• TASK OBJECTIVE
Of all the entries below, retype only the lines from the one with "armourstill: This was" through the one with "abrarshivani, line 26: Can", exactly as they appear.

(Records drawn from a dataset)
*-*-*

PR #1561, opened 2022-09-11
msx: more cursor sprites

casswedson:
#### Summary

Include a couple more cursor sprites + tweaks to the size of the previous cursor

#### Content of the change
A highlight indicator that shows up in many places like when you pick items or try to examine multiple objects, I would say necessary addition cause having a sprite for specific things is cool. a new iteration of the cursor the other one was a little small and tiled in a very much unintentional way; I did mean for it to tile but not as much an if anything this should stand out a lot
Screenshot from 2022-09-10 18-53-50
Screenshot from 2022-09-10 19-09-29

very much stolen from ultica

also I don't know what `line_target` is or where it shows up, but there is a sprite for that


Fris0uman:
I'm not convinced by the smaller cursor for highlight. What's good with the square cursor compared to the circular one we had before is that it's less obtrusive and doesn't cover stuff on the tile, a smaller curosr in the midle of the tile does though and I don't think it improves the situation.

casswedson:
that's a fair point, how about something like this an in-between approach
Screenshot from 2022-09-11 09-45-27

gfx/MShockXotto+/pngs_tiles_32x32/misc/cursors/cursors.json
```diff
@@ -0,0 +1,16 @@
+[
+  {
+    "id": [ "line_trail", "cursor" ],
+    "fg": [ "cursor" ]
+  },
+  {
+    "id": "highlight",
+    "fg": "highlight",
+    "bg": ""
+  },
```
Fris0uman, line 10:
```suggestion
```
there's no need for this since the sprite is named like the id

PR #1566, opened 2022-09-11
[Ultica ISO] Sidewalk

mlange-42:
#### Summary
Ultica ISO sidewalk

#### Content of the change
Add sprite and scratch file

#### Testing

Tried in-game

#### Additional information

t_sidewalk

grafik


Fris0uman:
you don't need the json if the fg and id are the same

mlange-42:
> you don't need the json if the fg and id are the same

Oh, really? Was not aware of that.

mlange-42:
> you don't need the json if the fg and id are the same

Done, removed the JSON file.

PR #1580, opened 2022-09-14
[Ultica ISO] small fixes of offset

vetall812:
#### Summary

fixed terrain offsets
fixed sheets offsets

#### Testing
image


gfx/UltimateCataclysmIsometric/pngs_iso_half_44x44/furniture/f_table/f_table.json
```diff
@@ -1,6 +1,7 @@
 {
   "id": "f_table",
   "fg": "f_table_unconnected",
+  "height_3d": 22,
```
mlange-42, line 4: This should be 20.

PR #1582, opened 2022-09-14
[Ultica ISO] new temporary player character

vetall812:
#### Summary
As Ultica-ISO is a tileset based on the real proportions I think that player character should be represented with temporary image. So artist can see real proportions of the world. 

#### Content of the change
removed everything related to PC
added test image

#### Testing
image
image


Fris0uman:
You're going to remake every overlay on the basis of a new character sprite?

vetall812:
> You're going to remake every overlay on the basis of a new character sprite?

Unfortunately - yes (
As this tileset is tied to real sizes - player character and all overlays has to be redone.

PR #1584, opened 2022-09-16
HM revisions round 10

secretstamos:
#### Summary
HM

#### Content of the change

Bunch of new sprite additions for HM

#### Testing
image


Fris0uman:
Seeing the json for mutagen and iv mutagen reusing the same sprite for many different item I think it would be good to go make a PR to the game repo to set the mutagen to all `looks_like` the same one, that way we don't need to make the json file in the repo *and* it might make work easier for other tilesets

secretstamos:
> Seeing the json for mutagen and iv mutagen reusing the same sprite for many different item I think it would be good to go make a PR to the game repo to set the mutagen to all `looks_like` the same one, that way we don't need to make the json file in the repo _and_ it might make work easier for other tilesets

Sure, I noticed the same thing with quite a lot of things, namely jewelry and samples too.

PR #1588, opened 2022-09-16
[MSX] State flags and 2 shot special

Coligad:
#### Summary
[MSX] State flags and 2 shot special 

#### Content of the change

- All state flags and their worn overlay
- 2 shot special and wielded overlay
- 5L gold ingot

#### Testing
image


Fris0uman:
So this is kinda all wrong: you need to have only one sprite per file, the sprite needs to be named with the correct id (which is thebid of the thing it represents) that way you don't need json and you need to give the pull request a name that describe what your doing and fill the description template
Other than that the sprites look nice

Coligad:
> So this is kinda all wrong: you need to have only one sprite per file, the sprite needs to be named with the correct id (which is thebid of the thing it represents) that way you don't need json and you need to give the pull request a title that describe what you re doing and fill the description template Other than that the sprites look nice

How will I do that?

PR #1667, opened 2026-03-19
add log verbosity configuration to plugin components

armourstill:
Sometimes we need to inspect logs from nvinfo, but its logging interface is not compatible with klog. To address this, I brought back the logger package and added a logging adapter for nvinfo. A fixed verbosity level of 1 is used to make debug logging as easy to enable as possible.


deployments/helm/nvidia-device-plugin/values.yaml
```diff
@@ -37,6 +37,7 @@ gdrcopyEnabled: null
 gdsEnabled: null
 mofedEnabled: null
 deviceDiscoveryStrategy: null
+logVerbosity: null
```
rajatchopra, line 41: Do you want this to be set to `0`? To let the default be visible, as set [here](https://github.com/NVIDIA/k8s-device-plugin/pull/1667/changes#diff-bedb6af12e5f6e41bf5826b9433ea77929ba591a91f2026c6810ade99ff0871bR167)?

internal/logger/adapter.go
```diff
@@ -0,0 +1,34 @@
...
+# limitations under the License.
+**/
+
+package logger
+
+import "k8s.io/klog/v2"
+
+// NvInfoAdapter is an adapter that implements the basicLogger interface using klog.
+type NvInfoAdapter struct {
+	DebugV int
```
rajatchopra: Call it verbosity?

rajatchopra: Or maybe level?

cmd/nvidia-device-plugin/main.go
```diff
@@ -347,6 +359,7 @@ func startPlugins(c *cli.Context, o *options) ([]plugin.Interface, bool, error)
 		nvinfo.WithRoot(string(driverRoot)),
 		nvinfo.WithNvmlLib(nvmllib),
 		nvinfo.WithDeviceLib(devicelib),
+		nvinfo.WithLogger(&logger.NvInfoAdapter{DebugV: 1}),
```
rajatchopra: hardcoded to `1`?

rajatchopra (changes requested):

internal/logger/adapter.go
armourstill: Good point. I renamed DebugV to Verbosity since it represents the klog verbosity level rather than a separate debug flag.

deployments/helm/nvidia-device-plugin/values.yaml
armourstill: I’d prefer to keep it as null, which means the Helm chart does not set LOG_VERBOSITY, so the binary uses its built-in default of 0. Setting it to 0 would be functionally equivalent, but it would make the chart explicitly override the application default rather than inherit it.

cmd/nvidia-device-plugin/main.go
armourstill: This was intentional. DebugV: 1 only maps nvinfo's Debugf messages to klog verbosity level 1; it does not enable them by default. The default global log-verbosity is still 0, so these messages are only shown when users explicitly increase verbosity.

armourstill: Also, the verbosity setting is now encapsulated in NewNvInfoAdapter(), so the call sites no longer need to hardcode it.

internal/logger/adapter.go
```diff
@@ -0,0 +1,42 @@
...
+package logger
+
+import "k8s.io/klog/v2"
+
+// defaultNvInfoVerbosity maps nvinfo debug messages to klog verbosity level 1.
+const defaultNvInfoVerbosity = 1
+
+// NvInfoAdapter is an adapter that implements the basicLogger interface using klog.
+type NvInfoAdapter struct {
+	Verbosity int
```
abrarshivani, line 26: Can we have this adapter accept a `logr.Logger` and construct it with `klog.Background()` instead of depending directly on global klog? This would keep it testable and backend-agnostic while preserving the current klog behavior, and provide a straightforward path to remove the adapter if `go-nvlib` supports `logr` directly in the future.

armourstill: Makes sense. I updated the adapter to take a logr.Logger and pass klog.Background() from the call sites. This keeps the current behavior while making the adapter easier to test and less tied to klog.

deployments/helm/nvidia-device-plugin/templates/daemonset-device-plugin.yml
```diff
@@ -204,6 +204,10 @@ spec:
         {{- if typeIs "string" .Values.deviceDiscoveryStrategy }}
           - name: DEVICE_DISCOVERY_STRATEGY
             value: {{ .Values.deviceDiscoveryStrategy }}
+        {{- end }}
+        {{- if or (typeIs "string" .Values.logVerbosity) (typeIs "int64" .Values.logVerbosity) (typeIs "float64" .Values.logVerbosity) }}
```
kvalliyurnatt, line 208: Seems like this was not added for the MPS control daemonset

armourstill: Added LOG_VERBOSITY to the MPS control daemon daemonset as well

*-*-*

• WRITTEN ANSWER
armourstill: This was intentional. DebugV: 1 only maps nvinfo's Debugf messages to klog verbosity level 1; it does not enable them by default. The default global log-verbosity is still 0, so these messages are only shown when users explicitly increase verbosity.

armourstill: Also, the verbosity setting is now encapsulated in NewNvInfoAdapter(), so the call sites no longer need to hardcode it.

internal/logger/adapter.go
```diff
@@ -0,0 +1,42 @@
...
+package logger
+
+import "k8s.io/klog/v2"
+
+// defaultNvInfoVerbosity maps nvinfo debug messages to klog verbosity level 1.
+const defaultNvInfoVerbosity = 1
+
+// NvInfoAdapter is an adapter that implements the basicLogger interface using klog.
+type NvInfoAdapter struct {
+	Verbosity int
```
abrarshivani, line 26: Can we have this adapter accept a `logr.Logger` and construct it with `klog.Background()` instead of depending directly on global klog? This would keep it testable and backend-agnostic while preserving the current klog behavior, and provide a straightforward path to remove the adapter if `go-nvlib` supports `logr` directly in the future.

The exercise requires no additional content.